[Opening Provided data section]
PR #6434, opened 2019-09-12
Add didyoumean

kisaragi-hiu:

The user types `emacs he<TAB><RET>` in the shell expecting the file name to be expanded to `hello.el`; Emacs opens up an empty `hello.` because there is a `hello.elc` in the same folder. This package makes Emacs ask which of these files the user actually wants to edit.

https://gitlab.com/kisaragi-hiu/didyoumean.el

I am the maintainer.

None needed.

### Checklist

Please confirm with `x`:

- [x] The package is released under a [GPL-Compatible Free Software License](https://www.gnu.org/licenses/license-list.en.html#GPLCompatibleLicenses). (MIT)

### DIFF
--- a/recipes/didyoumean
+++ b/recipes/didyoumean
@@ -1,0 +1,1 @@
+(didyoumean :fetcher gitlab :repo "kisaragi-hiu/didyoumean.el")


riscy:
This appears to work as an alternative to heavier-handed completion packages like helm and ivy -- and nice use of `-unload-function`.

This feels like it could be a global(?) minor mode, since that would give users a familiar way to toggle the feature off and on.  It should be easy to write with your existing functionality, e.g.:

```elisp
(define-minor-mode didyoumean-mode
   "Did you mean...?"
   :global t
   (if didyoumean-mode
     (add-hook 'find-file-hook #'didyoumean)
    (didyoumean-unload-function)))
```

kisaragi-hiu:
Done in https://gitlab.com/kisaragi-hiu/didyoumean.el/commit/6d0c4203eb192d73d89261b3a9bad52951e394af.

riscy:
This isn't a blocker, but your license front-matter says "didyoumean.el is free software", but "free software" sometimes means GPL-licensed software.  I think altogether the text is clear, but it might be better to just write:

```
;; didyoumean.el can be redistributed it and/or modified
;; under the terms of the MIT License.
```

Or even paste your license there verbatim, since the MIT license is deliberately short.

kisaragi-hiu:
Will do, thank you!

PR #6438, opened 2019-09-17
[fix_codcut] fix missed recipe name in #6406

riscy:
fyi @dgopsq, I made a mistake when I merged the recipe - the build expects the package to have the same name as the elisp file.  I should have rebuilt your PR after the name change.


riscy:
Great, thanks!  I wanted to be sure.

PR #6442, opened 2019-09-20
Add global-tags

xuhdev:

Tastable Emacs Lisp API that wraps around GNU global tag system

https://launchpad.net/global-tags.el

An enthusiastic user?

### Checklist

Please confirm with `x`:

cc @FelipeLema

When I'm testing the package built via `make recipes/global-tags`, I keep getting the error:

    package-buffer-info: Search failed: ";;; global.el ends here"

I have no idea how to fix this...

### DIFF
--- a/recipes/global-tags
+++ b/recipes/global-tags
@@ -1,0 +1,2 @@
+(global-tags :fetcher git
+             :url "https://git.launchpad.net/global-tags.el")


walseb:
> When I'm testing the package built via make recipes/global-tags, I keep getting the error:
> package-buffer-info: Search failed: ";;; global.el ends here"
> I have no idea how to fix this...

The problem is that in the first line of the file you name the package "global.el" while when you put the end marker you refer to it as "global-tags.el"

riscy:
Feel free to ping when this is ready!

xuhdev:
Bug submitted to upstream: https://bugs.launchpad.net/global-tags.el/+bug/1844960

FelipeLema:
I've fixed the bug and complied with the checklist upstream, please double check and update @xuhdev.

xuhdev:
I can confirm that things work well now

xuhdev:
ping @riscy (in case you didn't receive the notification)

riscy:
Sorry about that delay!  A quick pass over the checklist:

No issues! 💯

```
1 issue found:

```

```
global-tags.el:214:45:Warning: reference to free variable `v'

In end of data:
global-tags.el:293:1:Warning: the following functions are not known to be
    defined: with-parsed-tramp-file-name, tramp-make-tramp-file-name,
    tramp-file-name-method, tramp-file-name-user, tramp-file-name-domain,
    tramp-file-name-host, tramp-file-name-port, tramp-file-name-hop
```

- global-tags.el#L133: It's safer to sharp-quote function names; use `#'`
- global-tags.el#L52: Customizable variables shouldn't be private

FelipeLema:
all items have been addressed. I wasn't getting the `tramp` ones on my main devenv, so I used another machine (with different OS+Emacs) to confirm them.

Thanks.

riscy:
Hi, I'm taking a closer look now --

This feels like it is modifying the behavior of Emacs with the `cl-defmethods` redefining the behavior of built-in functions like `xref-backend-references`.  It's strict, but simply loading a library should not affect Emacs's behavior.  In this case I think this should be a minor mode than can be toggled off and on... does that seem feasible?

The minor stuff that I saw:

Your `declare-function`s should contain strings pointing to where the functions are defined, maybe along these lines:
```elisp
(declare-function with-parsed-tramp-file-name "tramp" t t)
(declare-function tramp-make-tramp-file-name "tramp" t t)
```
(You can check the helpdoc on `declare-function` and run `check-declare-file` on your code for more.)

The `:group 'global` in `defcustom global-tags-global-command` seems like a wrongly named group.  It may be a good idea to lead with a `defgroup` and to name the group `'global-tags` instead of `'global` (which is too vague).

FelipeLema:
I've fixed the `declare-function` items and changed the `:group` for `global-tags-global-command` as you mentioned.

Also

> This feels like it is modifying the behavior of Emacs with the cl-defmethods redefining the behavior of built-in functions like xref-backend-references. It's strict, but simply loading a library should not affect Emacs's behavior. In this case I think this should be a minor mode than can be toggled off and on... does that seem feasible?

These `cl-defmethod` for xref.el and project.el functions do not change Emacs behaviour: they expand the support for xref/project for more/other backends but, at the same time, do not change the default backends being shipped with Emacs. Just doing `(require 'global-tags.el')` will not alter Emacs behaviour at all.

These methods will only be called in case you change the default backends, but this is done in two steps:
- Adding "I should handle the backend for project.el/xref.el for this context (current file)" functions in `project-find-functions` and `xref-backend-functions` (not done explicitly in global-tags.el, though suggested).
- Actually reporting as valid backend when these aformentioned functions are called. (global-tags.el has `global-tags-xref-backend` and `global-tags-try-project-root`.

FelipeLema:
I don't know if my ~mansplaination~ explanation convinced @riscy, but so far I don't see the need to change anything upstream.

riscy:
Thanks for your patience --

> These cl-defmethod for xref.el and project.el functions do not change Emacs behaviour

That was my misunderstanding.  I wasn't familiar with the `cl-defgeneric`/`cl-defmethod` behavior.  Sorry for the confusion.

About the novelty of the package:  are you aware of the existing GNU global packages listed [here](http://melpa.org/#/?q=gnu%20global&sort=downloads&asc=false)?  One of these is even in the 93rd percentile of MELPA downloads -- have you checked it or the other xref gnu global packages out?  Can you take a look at some of these and comment on what makes your package unique?

FelipeLema:
I've compared this package against 3/4 most downloaded packages you pointed out in [the README file](https://git.launchpad.net/global-tags.el/tree/README.adoc). Here's a complete comparison:

* [counsel-gtags](https://github.com/syohex/emacs-counsel-gtags): unmaintained and non-re-usable [counsel](https://github.com/abo-abo/swiper) interface. (my maintained fork [here](https://github.com/FelipeLema/emacs-counsel-gtags/))
* [ggtags](https://github.com/leoliu/ggtags): interface using `compilation-mode`. Not a re-usable library (see https://github.com/leoliu/ggtags/issues/175#issuecomment-428986369)
* [gxref](https://github.com/dedi/gxref/): unmaintaned
* [helm-gtags](https://github.com/syohex/emacs-helm-gtags): unmaintaned
* [agtags](https://github.com/vietor/agtags): no tests up to date, provides custom interface to final user (adds shortcuts to new commands)

I'll update the README for the missing packages listed here later tomorrow.

riscy:
Alright, thanks a lot -- and thanks both for your patience.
[Closing Provided data section]
What to work on:
Every word in the records must appear in your copy exactly as it does above.

Problem solution:
PR #6434, opened 2019-09-12
Add didyoumean

kisaragi-hiu:

The user types `emacs he<TAB><RET>` in the shell expecting the file name to be expanded to `hello.el`; Emacs opens up an empty `hello.` because there is a `hello.elc` in the same folder. This package makes Emacs ask which of these files the user actually wants to edit.

https://gitlab.com/kisaragi-hiu/didyoumean.el

I am the maintainer.

None needed.

### Checklist

Please confirm with `x`:

- [x] The package is released under a [GPL-Compatible Free Software License](https://www.gnu.org/licenses/license-list.en.html#GPLCompatibleLicenses). (MIT)

### DIFF
--- a/recipes/didyoumean
+++ b/recipes/didyoumean
@@ -1,0 +1,1 @@
+(didyoumean :fetcher gitlab :repo "kisaragi-hiu/didyoumean.el")


riscy:
This appears to work as an alternative to heavier-handed completion packages like helm and ivy -- and nice use of `-unload-function`.

This feels like it could be a global(?) minor mode, since that would give users a familiar way to toggle the feature off and on.  It should be easy to write with your existing functionality, e.g.:

```elisp
(define-minor-mode didyoumean-mode
   "Did you mean...?"
   :global t
   (if didyoumean-mode
     (add-hook 'find-file-hook #'didyoumean)
    (didyoumean-unload-function)))
```

kisaragi-hiu:
Done in https://gitlab.com/kisaragi-hiu/didyoumean.el/commit/6d0c4203eb192d73d89261b3a9bad52951e394af.

riscy:
This isn't a blocker, but your license front-matter says "didyoumean.el is free software", but "free software" sometimes means GPL-licensed software.  I think altogether the text is clear, but it might be better to just write:

```
;; didyoumean.el can be redistributed it and/or modified
;; under the terms of the MIT License.
```

Or even paste your license there verbatim, since the MIT license is deliberately short.

kisaragi-hiu:
Will do, thank you!

PR #6438, opened 2019-09-17
[fix_codcut] fix missed recipe name in #6406

riscy:
fyi @dgopsq, I made a mistake when I merged the recipe - the build expects the package to have the same name as the elisp file.  I should have rebuilt your PR after the name change.


riscy:
Great, thanks!  I wanted to be sure.

PR #6442, opened 2019-09-20
Add global-tags

xuhdev:

Tastable Emacs Lisp API that wraps around GNU global tag system

https://launchpad.net/global-tags.el

An enthusiastic user?

### Checklist

Please confirm with `x`:

cc @FelipeLema

When I'm testing the package built via `make recipes/global-tags`, I keep getting the error:

    package-buffer-info: Search failed: ";;; global.el ends here"

I have no idea how to fix this...

### DIFF
--- a/recipes/global-tags
+++ b/recipes/global-tags
@@ -1,0 +1,2 @@
+(global-tags :fetcher git
+             :url "https://git.launchpad.net/global-tags.el")


walseb:
> When I'm testing the package built via make recipes/global-tags, I keep getting the error:
> package-buffer-info: Search failed: ";;; global.el ends here"
> I have no idea how to fix this...

The problem is that in the first line of the file you name the package "global.el" while when you put the end marker you refer to it as "global-tags.el"

riscy:
Feel free to ping when this is ready!

xuhdev:
Bug submitted to upstream: https://bugs.launchpad.net/global-tags.el/+bug/1844960

FelipeLema:
I've fixed the bug and complied with the checklist upstream, please double check and update @xuhdev.

xuhdev:
I can confirm that things work well now

xuhdev:
ping @riscy (in case you didn't receive the notification)

riscy:
Sorry about that delay!  A quick pass over the checklist:

No issues! 💯

```
1 issue found:

```

```
global-tags.el:214:45:Warning: reference to free variable `v'

In end of data:
global-tags.el:293:1:Warning: the following functions are not known to be
    defined: with-parsed-tramp-file-name, tramp-make-tramp-file-name,
    tramp-file-name-method, tramp-file-name-user, tramp-file-name-domain,
    tramp-file-name-host, tramp-file-name-port, tramp-file-name-hop
```

- global-tags.el#L133: It's safer to sharp-quote function names; use `#'`
- global-tags.el#L52: Customizable variables shouldn't be private

FelipeLema:
all items have been addressed. I wasn't getting the `tramp` ones on my main devenv, so I used another machine (with different OS+Emacs) to confirm them.

Thanks.

riscy:
Hi, I'm taking a closer look now --

This feels like it is modifying the behavior of Emacs with the `cl-defmethods` redefining the behavior of built-in functions like `xref-backend-references`.  It's strict, but simply loading a library should not affect Emacs's behavior.  In this case I think this should be a minor mode than can be toggled off and on... does that seem feasible?

The minor stuff that I saw:

Your `declare-function`s should contain strings pointing to where the functions are defined, maybe along these lines:
```elisp
(declare-function with-parsed-tramp-file-name "tramp" t t)
(declare-function tramp-make-tramp-file-name "tramp" t t)
```
(You can check the helpdoc on `declare-function` and run `check-declare-file` on your code for more.)

The `:group 'global` in `defcustom global-tags-global-command` seems like a wrongly named group.  It may be a good idea to lead with a `defgroup` and to name the group `'global-tags` instead of `'global` (which is too vague).

FelipeLema:
I've fixed the `declare-function` items and changed the `:group` for `global-tags-global-command` as you mentioned.

Also

> This feels like it is modifying the behavior of Emacs with the cl-defmethods redefining the behavior of built-in functions like xref-backend-references. It's strict, but simply loading a library should not affect Emacs's behavior. In this case I think this should be a minor mode than can be toggled off and on... does that seem feasible?

These `cl-defmethod` for xref.el and project.el functions do not change Emacs behaviour: they expand the support for xref/project for more/other backends but, at the same time, do not change the default backends being shipped with Emacs. Just doing `(require 'global-tags.el')` will not alter Emacs behaviour at all.

These methods will only be called in case you change the default backends, but this is done in two steps:
- Adding "I should handle the backend for project.el/xref.el for this context (current file)" functions in `project-find-functions` and `xref-backend-functions` (not done explicitly in global-tags.el, though suggested).
- Actually reporting as valid backend when these aformentioned functions are called. (global-tags.el has `global-tags-xref-backend` and `global-tags-try-project-root`.

FelipeLema:
I don't know if my ~mansplaination~ explanation convinced @riscy, but so far I don't see the need to change anything upstream.

riscy:
Thanks for your patience --

> These cl-defmethod for xref.el and project.el functions do not change Emacs behaviour

That was my misunderstanding.  I wasn't familiar with the `cl-defgeneric`/`cl-defmethod` behavior.  Sorry for the confusion.

About the novelty of the package:  are you aware of the existing GNU global packages listed [here](http://melpa.org/#/?q=gnu%20global&sort=downloads&asc=false)?  One of these is even in the 93rd percentile of MELPA downloads -- have you checked it or the other xref gnu global packages out?  Can you take a look at some of these and comment on what makes your package unique?

FelipeLema:
I've compared this package against 3/4 most downloaded packages you pointed out in [the README file](https://git.launchpad.net/global-tags.el/tree/README.adoc). Here's a complete comparison:

* [counsel-gtags](https://github.com/syohex/emacs-counsel-gtags): unmaintained and non-re-usable [counsel](https://github.com/abo-abo/swiper) interface. (my maintained fork [here](https://github.com/FelipeLema/emacs-counsel-gtags/))
* [ggtags](https://github.com/leoliu/ggtags): interface using `compilation-mode`. Not a re-usable library (see https://github.com/leoliu/ggtags/issues/175#issuecomment-428986369)
* [gxref](https://github.com/dedi/gxref/): unmaintaned
* [helm-gtags](https://github.com/syohex/emacs-helm-gtags): unmaintaned
* [agtags](https://github.com/vietor/agtags): no tests up to date, provides custom interface to final user (adds shortcuts to new commands)

I'll update the README for the missing packages listed here later tomorrow.

riscy:
Alright, thanks a lot -- and thanks both for your patience.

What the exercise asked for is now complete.